[Given information Boundary: Start]
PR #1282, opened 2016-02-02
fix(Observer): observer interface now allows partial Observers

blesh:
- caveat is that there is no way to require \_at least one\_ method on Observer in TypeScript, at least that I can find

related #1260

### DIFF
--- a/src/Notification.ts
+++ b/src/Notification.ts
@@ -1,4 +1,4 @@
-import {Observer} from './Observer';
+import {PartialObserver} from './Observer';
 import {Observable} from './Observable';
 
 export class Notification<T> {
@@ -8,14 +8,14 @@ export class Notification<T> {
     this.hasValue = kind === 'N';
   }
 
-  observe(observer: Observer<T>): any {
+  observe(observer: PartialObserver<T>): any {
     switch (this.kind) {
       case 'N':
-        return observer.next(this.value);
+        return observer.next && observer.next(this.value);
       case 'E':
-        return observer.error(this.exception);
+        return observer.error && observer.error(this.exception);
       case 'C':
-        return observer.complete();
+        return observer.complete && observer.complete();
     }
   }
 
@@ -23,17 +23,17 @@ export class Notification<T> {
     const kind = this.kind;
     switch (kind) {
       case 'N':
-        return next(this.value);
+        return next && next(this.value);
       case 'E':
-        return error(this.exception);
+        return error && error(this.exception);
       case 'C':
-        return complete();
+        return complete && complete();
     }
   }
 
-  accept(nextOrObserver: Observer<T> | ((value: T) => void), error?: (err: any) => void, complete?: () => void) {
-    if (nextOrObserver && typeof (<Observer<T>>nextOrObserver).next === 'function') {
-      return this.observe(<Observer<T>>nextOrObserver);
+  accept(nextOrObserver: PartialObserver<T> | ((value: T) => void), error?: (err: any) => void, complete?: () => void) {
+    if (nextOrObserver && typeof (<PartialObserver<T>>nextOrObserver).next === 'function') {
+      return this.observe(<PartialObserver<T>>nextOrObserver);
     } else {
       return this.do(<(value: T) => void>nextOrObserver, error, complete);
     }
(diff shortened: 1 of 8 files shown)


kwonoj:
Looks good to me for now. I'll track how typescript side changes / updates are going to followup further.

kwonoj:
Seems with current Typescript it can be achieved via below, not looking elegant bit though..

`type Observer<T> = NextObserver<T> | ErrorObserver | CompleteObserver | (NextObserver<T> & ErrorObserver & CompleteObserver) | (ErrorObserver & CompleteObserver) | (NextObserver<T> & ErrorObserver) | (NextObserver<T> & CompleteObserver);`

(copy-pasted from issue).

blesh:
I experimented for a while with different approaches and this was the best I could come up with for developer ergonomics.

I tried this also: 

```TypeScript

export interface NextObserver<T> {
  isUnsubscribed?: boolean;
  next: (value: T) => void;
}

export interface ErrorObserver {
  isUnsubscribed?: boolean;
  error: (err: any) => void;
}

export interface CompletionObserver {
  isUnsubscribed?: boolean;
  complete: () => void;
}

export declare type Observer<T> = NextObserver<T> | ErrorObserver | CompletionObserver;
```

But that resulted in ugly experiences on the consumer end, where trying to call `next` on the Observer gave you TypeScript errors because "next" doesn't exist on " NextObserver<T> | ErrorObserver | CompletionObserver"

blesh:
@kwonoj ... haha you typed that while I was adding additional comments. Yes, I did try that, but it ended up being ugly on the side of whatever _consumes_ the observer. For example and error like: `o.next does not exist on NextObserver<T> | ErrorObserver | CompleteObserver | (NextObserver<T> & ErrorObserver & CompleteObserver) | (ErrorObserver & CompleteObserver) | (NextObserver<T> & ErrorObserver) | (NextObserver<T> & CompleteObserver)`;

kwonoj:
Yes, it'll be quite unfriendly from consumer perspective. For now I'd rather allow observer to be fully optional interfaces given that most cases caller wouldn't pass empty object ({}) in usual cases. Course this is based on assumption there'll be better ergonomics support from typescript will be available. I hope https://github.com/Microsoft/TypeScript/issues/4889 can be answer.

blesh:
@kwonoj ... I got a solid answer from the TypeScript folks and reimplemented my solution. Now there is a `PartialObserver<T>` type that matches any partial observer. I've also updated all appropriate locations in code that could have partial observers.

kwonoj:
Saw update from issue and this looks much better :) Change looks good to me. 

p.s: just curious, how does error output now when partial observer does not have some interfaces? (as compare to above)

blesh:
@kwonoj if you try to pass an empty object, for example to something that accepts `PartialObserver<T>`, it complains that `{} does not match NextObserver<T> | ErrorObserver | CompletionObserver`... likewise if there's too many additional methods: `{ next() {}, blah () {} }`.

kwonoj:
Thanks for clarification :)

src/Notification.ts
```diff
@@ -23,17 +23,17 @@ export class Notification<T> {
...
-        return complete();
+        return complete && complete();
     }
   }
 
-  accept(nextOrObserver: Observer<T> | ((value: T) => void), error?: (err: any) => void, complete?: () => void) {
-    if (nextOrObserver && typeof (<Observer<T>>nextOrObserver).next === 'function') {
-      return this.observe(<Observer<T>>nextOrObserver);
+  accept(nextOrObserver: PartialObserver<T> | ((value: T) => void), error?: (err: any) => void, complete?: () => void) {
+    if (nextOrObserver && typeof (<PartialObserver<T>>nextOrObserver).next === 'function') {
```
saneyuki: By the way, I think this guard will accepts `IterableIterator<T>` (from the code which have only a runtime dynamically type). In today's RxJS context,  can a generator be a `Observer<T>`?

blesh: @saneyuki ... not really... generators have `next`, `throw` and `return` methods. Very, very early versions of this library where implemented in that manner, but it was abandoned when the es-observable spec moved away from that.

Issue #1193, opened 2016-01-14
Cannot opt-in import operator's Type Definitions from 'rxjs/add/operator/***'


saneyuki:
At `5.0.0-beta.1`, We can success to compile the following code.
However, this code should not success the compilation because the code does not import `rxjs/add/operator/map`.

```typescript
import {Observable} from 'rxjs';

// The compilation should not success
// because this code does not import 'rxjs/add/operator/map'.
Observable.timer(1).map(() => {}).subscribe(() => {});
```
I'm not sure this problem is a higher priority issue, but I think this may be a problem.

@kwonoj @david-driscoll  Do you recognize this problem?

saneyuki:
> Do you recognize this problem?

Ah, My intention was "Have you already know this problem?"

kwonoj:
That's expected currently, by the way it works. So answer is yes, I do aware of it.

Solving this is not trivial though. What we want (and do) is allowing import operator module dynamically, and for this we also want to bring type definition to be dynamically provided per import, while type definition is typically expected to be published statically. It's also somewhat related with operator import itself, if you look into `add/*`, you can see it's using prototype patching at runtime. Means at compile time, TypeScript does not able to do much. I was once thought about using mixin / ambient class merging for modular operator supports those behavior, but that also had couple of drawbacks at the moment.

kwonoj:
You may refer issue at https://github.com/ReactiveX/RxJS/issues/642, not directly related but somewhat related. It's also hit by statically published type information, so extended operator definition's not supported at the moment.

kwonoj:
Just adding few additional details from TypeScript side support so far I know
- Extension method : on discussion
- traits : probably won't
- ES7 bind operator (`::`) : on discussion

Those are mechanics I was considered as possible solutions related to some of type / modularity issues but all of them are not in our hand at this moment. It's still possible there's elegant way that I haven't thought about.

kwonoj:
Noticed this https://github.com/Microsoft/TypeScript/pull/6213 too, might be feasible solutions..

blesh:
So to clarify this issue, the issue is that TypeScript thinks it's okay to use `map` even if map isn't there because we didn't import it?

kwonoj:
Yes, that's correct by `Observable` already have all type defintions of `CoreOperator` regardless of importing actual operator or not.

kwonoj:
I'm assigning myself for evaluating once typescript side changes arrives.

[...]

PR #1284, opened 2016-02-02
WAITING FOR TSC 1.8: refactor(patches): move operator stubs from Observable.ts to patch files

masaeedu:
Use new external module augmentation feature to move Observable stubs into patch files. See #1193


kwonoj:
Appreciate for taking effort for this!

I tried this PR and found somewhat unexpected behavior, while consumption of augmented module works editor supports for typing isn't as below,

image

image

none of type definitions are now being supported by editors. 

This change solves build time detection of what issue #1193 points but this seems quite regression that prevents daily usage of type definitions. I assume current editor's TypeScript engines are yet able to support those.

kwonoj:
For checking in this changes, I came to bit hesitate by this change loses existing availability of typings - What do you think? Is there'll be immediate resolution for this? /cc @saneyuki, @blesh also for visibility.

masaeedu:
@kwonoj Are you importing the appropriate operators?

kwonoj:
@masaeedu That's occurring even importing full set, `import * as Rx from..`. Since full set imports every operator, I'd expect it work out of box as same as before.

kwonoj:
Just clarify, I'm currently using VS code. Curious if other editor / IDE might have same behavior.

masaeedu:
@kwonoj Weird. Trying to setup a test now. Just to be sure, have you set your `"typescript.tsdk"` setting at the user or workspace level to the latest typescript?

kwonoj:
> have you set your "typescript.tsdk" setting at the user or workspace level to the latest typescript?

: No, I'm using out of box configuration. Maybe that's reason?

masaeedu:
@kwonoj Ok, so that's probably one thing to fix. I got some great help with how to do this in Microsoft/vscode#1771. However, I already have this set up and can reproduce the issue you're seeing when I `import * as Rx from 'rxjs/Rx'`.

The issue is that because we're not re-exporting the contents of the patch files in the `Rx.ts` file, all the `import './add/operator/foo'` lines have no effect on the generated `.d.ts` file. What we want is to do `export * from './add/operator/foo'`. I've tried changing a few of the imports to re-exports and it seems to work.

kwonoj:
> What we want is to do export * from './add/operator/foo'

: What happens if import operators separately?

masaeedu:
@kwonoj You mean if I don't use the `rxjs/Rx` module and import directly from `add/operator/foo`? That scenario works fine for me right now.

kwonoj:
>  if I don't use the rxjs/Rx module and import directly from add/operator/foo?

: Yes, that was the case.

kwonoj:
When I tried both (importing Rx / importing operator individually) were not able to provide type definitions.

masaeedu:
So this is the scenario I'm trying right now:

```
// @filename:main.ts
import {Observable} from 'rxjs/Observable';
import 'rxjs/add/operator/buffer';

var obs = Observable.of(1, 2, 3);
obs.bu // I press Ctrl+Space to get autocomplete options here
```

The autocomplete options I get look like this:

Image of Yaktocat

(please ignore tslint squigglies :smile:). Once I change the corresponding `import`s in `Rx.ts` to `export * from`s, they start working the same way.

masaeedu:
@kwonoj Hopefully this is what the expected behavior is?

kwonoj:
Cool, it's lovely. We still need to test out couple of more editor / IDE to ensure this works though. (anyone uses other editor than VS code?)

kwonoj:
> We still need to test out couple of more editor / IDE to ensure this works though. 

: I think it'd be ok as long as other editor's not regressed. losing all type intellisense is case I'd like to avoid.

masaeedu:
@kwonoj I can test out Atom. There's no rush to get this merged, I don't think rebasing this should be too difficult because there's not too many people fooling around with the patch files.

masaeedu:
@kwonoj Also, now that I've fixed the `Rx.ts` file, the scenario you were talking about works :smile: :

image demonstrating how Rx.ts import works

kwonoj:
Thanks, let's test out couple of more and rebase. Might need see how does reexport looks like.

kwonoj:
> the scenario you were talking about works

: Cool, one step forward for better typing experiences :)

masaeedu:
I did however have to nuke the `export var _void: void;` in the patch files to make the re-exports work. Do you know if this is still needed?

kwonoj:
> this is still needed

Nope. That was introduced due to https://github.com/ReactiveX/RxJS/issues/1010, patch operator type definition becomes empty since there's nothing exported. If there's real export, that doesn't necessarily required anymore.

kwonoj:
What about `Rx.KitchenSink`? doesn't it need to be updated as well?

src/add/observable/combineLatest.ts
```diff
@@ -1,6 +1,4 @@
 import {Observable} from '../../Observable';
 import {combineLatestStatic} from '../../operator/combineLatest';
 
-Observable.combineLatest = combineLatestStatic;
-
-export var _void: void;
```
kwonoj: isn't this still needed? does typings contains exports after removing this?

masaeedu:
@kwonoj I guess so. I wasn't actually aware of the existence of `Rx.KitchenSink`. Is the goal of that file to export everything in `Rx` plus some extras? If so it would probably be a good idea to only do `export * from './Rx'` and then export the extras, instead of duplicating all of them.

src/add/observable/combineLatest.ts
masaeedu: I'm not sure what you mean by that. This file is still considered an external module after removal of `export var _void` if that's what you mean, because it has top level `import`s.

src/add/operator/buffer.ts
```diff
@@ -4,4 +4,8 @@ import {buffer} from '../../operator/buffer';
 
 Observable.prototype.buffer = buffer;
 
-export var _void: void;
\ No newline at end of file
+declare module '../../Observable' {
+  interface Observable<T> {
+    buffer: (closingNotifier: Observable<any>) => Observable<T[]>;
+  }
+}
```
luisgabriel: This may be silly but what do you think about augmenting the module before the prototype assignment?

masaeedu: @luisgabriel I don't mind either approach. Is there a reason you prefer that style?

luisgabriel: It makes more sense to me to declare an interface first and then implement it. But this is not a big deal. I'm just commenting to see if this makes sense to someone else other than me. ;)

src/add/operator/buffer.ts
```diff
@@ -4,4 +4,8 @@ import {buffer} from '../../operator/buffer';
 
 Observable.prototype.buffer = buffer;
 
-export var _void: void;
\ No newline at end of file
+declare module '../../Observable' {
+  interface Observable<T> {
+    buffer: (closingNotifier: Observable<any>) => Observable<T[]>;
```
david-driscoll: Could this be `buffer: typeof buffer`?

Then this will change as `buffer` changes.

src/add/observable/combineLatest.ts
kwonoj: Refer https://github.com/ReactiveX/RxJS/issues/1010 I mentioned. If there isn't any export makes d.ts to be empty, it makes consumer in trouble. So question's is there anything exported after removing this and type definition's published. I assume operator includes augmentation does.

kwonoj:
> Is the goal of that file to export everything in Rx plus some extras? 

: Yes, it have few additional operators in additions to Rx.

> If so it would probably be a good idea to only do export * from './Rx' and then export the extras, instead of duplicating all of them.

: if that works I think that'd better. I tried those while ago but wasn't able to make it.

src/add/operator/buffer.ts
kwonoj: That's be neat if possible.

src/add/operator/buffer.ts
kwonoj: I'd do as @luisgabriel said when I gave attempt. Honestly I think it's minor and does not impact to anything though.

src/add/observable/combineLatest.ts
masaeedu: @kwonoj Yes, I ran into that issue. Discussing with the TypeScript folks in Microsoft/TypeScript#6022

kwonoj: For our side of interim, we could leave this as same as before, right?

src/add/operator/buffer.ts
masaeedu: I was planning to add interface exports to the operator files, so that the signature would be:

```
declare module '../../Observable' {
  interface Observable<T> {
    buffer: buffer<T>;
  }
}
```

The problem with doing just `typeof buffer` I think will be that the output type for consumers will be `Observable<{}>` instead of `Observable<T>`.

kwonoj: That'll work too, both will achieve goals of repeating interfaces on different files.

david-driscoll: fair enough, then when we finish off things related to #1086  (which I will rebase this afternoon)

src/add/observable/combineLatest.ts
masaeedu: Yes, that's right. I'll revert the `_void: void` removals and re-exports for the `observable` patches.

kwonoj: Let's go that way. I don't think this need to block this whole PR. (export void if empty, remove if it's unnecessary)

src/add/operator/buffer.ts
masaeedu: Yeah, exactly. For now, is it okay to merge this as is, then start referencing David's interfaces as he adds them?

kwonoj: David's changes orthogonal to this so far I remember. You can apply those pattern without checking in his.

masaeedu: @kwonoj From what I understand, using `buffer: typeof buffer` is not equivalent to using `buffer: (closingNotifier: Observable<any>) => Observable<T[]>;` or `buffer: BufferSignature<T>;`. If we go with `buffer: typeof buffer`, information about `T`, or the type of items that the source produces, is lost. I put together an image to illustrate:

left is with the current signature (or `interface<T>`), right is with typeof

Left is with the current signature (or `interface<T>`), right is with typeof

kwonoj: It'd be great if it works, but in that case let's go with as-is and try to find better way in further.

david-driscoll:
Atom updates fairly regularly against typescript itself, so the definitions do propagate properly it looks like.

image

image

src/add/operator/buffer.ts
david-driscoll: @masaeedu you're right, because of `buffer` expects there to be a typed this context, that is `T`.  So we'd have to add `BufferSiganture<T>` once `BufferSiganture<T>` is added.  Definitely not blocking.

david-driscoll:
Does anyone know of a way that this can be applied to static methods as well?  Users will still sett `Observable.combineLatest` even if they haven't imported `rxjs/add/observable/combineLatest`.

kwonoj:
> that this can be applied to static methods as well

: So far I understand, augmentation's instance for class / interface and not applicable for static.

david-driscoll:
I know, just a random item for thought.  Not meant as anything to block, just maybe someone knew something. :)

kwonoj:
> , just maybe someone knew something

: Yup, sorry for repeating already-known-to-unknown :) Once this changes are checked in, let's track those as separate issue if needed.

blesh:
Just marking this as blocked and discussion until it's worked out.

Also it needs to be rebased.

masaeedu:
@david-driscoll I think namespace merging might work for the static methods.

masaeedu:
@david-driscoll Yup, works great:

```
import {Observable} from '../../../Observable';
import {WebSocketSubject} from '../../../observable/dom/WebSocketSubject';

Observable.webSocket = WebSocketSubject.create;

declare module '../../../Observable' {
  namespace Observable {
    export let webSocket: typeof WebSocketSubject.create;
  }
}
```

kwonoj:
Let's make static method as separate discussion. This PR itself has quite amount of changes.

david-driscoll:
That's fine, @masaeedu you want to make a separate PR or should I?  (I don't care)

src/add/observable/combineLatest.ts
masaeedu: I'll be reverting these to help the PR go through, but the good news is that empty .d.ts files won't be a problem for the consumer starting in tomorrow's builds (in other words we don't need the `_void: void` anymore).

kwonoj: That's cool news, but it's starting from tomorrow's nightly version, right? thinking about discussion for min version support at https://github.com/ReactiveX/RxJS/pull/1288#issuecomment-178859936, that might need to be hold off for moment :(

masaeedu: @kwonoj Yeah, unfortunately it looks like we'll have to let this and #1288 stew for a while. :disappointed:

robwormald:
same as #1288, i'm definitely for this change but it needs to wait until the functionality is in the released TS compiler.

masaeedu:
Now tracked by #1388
[Given information Boundary: End]
Where a line above contains the word "should", show that line.

▸ Task response
However, this code should not success the compilation because the code does not import `rxjs/add/operator/map`.
// The compilation should not success
@kwonoj I can test out Atom. There's no rush to get this merged, I don't think rebasing this should be too difficult because there's not too many people fooling around with the patch files.
That's fine, @masaeedu you want to make a separate PR or should I?  (I don't care)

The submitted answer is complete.